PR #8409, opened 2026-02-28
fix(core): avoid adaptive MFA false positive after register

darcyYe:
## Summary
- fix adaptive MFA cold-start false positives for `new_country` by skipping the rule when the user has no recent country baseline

+ + + + +

* _Work required_: Please retype exactly the line containing "fix(core): avoid adaptive" and each line after it to the end of the records, and nothing more.

* _Result_:
fix(core): avoid adaptive MFA false positive after register

darcyYe:
## Summary
- fix adaptive MFA cold-start false positives for `new_country` by skipping the rule when the user has no recent country baseline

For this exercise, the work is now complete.